§ **REQUIRED ACTION**: Filter the records down to the lines that hold the word "commits", and copy each of those lines.
══ TASK INPUT ══
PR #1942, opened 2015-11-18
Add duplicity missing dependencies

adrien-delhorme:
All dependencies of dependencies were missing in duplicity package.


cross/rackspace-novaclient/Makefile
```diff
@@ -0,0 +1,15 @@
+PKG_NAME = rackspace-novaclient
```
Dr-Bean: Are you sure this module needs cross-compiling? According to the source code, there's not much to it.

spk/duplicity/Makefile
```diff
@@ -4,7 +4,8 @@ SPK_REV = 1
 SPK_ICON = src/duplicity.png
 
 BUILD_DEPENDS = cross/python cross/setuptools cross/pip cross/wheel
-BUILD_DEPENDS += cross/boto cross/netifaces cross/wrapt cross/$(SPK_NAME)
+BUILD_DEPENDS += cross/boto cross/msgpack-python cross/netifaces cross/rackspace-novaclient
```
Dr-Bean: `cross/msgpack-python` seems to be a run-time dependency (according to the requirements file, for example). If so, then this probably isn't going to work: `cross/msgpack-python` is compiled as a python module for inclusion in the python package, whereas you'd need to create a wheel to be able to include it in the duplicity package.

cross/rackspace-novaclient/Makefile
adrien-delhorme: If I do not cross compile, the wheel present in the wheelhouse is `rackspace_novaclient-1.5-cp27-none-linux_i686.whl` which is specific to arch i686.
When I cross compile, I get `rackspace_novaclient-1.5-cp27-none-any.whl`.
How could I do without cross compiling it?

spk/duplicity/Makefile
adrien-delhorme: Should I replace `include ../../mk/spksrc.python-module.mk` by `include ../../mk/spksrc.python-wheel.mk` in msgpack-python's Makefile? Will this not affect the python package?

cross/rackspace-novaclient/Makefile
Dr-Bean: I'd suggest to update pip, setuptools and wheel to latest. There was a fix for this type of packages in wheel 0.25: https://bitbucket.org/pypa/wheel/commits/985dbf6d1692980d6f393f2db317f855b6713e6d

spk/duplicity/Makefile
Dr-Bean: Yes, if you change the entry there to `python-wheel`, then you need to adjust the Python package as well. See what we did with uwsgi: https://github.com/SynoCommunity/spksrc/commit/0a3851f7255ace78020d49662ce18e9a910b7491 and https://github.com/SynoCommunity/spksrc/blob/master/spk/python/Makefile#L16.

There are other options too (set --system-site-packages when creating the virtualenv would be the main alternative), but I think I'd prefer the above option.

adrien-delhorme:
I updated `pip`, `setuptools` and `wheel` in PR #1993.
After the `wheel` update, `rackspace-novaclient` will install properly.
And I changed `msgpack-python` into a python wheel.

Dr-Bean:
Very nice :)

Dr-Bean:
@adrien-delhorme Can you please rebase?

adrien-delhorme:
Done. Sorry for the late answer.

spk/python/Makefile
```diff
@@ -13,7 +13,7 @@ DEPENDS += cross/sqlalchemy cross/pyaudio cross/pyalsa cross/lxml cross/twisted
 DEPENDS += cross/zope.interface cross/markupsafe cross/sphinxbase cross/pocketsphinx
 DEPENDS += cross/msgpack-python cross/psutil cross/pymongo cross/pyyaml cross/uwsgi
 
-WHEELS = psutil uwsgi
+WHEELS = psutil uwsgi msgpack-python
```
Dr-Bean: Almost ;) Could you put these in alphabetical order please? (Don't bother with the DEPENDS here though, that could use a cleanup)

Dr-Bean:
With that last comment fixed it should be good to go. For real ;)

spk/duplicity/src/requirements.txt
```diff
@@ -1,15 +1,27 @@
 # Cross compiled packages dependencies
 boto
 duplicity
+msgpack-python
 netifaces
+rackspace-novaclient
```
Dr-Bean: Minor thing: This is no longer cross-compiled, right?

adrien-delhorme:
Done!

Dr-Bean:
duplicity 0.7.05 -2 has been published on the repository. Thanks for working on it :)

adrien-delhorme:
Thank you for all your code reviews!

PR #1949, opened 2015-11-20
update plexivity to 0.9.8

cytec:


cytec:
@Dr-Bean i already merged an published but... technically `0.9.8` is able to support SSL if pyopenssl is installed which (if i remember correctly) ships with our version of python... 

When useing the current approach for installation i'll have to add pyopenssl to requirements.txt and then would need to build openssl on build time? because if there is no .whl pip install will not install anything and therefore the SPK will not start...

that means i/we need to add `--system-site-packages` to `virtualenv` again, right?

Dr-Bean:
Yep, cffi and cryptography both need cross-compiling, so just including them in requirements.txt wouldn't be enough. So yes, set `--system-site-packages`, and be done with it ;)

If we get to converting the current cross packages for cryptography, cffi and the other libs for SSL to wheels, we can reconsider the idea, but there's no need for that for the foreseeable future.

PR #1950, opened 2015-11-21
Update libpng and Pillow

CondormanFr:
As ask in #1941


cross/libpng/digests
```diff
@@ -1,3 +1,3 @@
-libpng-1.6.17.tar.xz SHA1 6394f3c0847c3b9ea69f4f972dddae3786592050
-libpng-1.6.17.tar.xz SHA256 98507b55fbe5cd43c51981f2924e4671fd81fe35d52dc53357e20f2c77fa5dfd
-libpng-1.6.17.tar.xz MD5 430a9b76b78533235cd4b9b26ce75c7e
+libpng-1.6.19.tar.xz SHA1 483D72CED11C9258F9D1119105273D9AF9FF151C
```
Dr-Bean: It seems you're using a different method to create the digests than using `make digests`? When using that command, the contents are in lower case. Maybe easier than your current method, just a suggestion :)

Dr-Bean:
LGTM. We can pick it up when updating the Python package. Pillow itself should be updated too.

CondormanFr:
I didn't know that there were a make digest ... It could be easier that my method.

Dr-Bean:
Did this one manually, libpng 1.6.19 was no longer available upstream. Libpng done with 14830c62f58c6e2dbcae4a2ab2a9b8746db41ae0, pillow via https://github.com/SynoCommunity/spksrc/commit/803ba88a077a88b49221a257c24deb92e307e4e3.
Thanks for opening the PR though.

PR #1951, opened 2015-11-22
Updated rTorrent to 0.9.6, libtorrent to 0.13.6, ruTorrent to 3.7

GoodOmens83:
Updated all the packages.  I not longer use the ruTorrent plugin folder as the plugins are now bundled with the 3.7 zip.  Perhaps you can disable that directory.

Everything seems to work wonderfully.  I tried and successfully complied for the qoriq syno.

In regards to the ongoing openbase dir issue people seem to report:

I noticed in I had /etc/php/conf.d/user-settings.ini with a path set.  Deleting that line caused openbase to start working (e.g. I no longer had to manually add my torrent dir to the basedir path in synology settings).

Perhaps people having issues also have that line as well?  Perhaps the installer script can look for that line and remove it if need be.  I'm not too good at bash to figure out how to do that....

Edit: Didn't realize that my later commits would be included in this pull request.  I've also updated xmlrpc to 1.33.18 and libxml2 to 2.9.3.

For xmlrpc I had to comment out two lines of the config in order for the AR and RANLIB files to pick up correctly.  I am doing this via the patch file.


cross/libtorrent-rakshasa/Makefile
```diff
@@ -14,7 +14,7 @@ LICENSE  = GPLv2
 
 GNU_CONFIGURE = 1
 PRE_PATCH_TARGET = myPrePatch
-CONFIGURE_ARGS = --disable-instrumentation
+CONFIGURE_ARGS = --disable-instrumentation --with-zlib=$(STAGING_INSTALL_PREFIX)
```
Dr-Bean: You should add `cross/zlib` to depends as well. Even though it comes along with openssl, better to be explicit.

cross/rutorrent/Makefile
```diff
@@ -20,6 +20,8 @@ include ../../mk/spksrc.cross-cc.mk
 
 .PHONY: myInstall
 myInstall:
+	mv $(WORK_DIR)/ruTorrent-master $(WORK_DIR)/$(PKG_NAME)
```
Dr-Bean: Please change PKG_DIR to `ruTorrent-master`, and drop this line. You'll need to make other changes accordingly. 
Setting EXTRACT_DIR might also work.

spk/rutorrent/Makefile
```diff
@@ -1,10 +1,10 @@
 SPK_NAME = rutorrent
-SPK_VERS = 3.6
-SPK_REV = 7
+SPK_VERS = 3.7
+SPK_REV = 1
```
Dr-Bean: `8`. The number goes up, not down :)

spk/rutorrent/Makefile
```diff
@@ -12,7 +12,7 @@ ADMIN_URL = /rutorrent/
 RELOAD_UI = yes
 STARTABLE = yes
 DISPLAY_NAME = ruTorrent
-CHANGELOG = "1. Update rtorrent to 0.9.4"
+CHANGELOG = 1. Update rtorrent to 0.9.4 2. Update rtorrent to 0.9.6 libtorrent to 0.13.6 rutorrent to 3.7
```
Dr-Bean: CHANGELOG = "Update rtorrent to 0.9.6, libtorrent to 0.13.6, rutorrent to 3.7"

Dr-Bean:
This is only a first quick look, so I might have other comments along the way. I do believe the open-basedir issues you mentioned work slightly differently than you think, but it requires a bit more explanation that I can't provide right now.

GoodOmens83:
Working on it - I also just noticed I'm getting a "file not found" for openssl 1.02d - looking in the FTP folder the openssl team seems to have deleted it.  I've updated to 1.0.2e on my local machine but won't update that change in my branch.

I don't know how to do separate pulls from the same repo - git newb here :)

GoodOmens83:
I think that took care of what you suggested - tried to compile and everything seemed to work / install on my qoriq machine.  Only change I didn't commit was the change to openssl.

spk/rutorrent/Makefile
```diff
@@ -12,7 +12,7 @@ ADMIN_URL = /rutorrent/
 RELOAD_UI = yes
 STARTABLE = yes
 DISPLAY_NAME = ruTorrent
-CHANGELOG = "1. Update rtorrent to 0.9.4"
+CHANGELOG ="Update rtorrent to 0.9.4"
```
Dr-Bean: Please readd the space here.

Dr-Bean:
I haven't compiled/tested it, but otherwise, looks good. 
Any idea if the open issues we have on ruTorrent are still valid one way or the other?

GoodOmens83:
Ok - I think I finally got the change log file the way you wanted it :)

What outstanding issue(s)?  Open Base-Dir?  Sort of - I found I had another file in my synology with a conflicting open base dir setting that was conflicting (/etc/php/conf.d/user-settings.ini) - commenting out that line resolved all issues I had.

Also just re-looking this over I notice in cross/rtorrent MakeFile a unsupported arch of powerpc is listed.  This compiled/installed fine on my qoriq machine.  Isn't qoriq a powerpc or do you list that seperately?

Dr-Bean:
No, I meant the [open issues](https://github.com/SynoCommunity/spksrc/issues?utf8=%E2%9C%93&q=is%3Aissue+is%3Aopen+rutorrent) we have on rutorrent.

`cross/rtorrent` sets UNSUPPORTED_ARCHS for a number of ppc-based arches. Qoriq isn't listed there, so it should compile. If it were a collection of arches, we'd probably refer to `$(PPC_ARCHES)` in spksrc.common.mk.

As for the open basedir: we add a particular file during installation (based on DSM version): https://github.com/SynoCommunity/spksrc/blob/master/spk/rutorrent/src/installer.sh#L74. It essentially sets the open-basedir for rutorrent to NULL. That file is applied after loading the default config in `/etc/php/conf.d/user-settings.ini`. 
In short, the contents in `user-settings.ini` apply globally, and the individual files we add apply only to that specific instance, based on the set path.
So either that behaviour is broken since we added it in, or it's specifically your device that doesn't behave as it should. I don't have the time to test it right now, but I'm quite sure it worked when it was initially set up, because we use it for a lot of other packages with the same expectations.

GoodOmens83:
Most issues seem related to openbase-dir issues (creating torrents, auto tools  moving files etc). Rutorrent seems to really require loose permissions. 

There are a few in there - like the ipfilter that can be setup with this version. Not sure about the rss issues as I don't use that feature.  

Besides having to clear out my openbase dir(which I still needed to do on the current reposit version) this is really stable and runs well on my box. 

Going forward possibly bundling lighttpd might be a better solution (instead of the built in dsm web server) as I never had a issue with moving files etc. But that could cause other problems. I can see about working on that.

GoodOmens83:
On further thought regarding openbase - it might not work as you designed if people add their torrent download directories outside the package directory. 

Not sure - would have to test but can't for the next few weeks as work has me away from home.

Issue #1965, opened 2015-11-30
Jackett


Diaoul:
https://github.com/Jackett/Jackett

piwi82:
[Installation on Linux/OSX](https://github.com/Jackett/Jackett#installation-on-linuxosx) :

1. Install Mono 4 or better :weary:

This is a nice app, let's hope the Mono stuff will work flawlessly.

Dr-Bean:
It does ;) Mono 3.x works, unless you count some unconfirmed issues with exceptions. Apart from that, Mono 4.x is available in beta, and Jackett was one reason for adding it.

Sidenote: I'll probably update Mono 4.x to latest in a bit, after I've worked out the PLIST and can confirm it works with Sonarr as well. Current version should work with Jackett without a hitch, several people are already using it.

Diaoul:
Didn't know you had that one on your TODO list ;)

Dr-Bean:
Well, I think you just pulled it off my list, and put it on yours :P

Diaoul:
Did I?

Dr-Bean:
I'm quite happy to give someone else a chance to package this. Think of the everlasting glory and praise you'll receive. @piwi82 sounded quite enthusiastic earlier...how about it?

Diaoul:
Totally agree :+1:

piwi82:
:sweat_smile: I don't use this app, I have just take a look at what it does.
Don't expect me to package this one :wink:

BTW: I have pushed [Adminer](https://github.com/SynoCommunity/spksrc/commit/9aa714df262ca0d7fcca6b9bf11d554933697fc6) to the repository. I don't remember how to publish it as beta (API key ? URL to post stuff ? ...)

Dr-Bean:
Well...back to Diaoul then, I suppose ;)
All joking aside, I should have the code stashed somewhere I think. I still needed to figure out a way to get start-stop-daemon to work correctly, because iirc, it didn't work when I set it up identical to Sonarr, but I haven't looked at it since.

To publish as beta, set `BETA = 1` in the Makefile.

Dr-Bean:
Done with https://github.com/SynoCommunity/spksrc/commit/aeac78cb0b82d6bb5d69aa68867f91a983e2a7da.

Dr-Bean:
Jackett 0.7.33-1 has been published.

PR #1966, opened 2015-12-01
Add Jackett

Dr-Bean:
═══
§ **PROBLEM SOLUTION**:
Dr-Bean: I'd suggest to update pip, setuptools and wheel to latest. There was a fix for this type of packages in wheel 0.25: https://bitbucket.org/pypa/wheel/commits/985dbf6d1692980d6f393f2db317f855b6713e6d
Edit: Didn't realize that my later commits would be included in this pull request.  I've also updated xmlrpc to 1.33.18 and libxml2 to 2.9.3.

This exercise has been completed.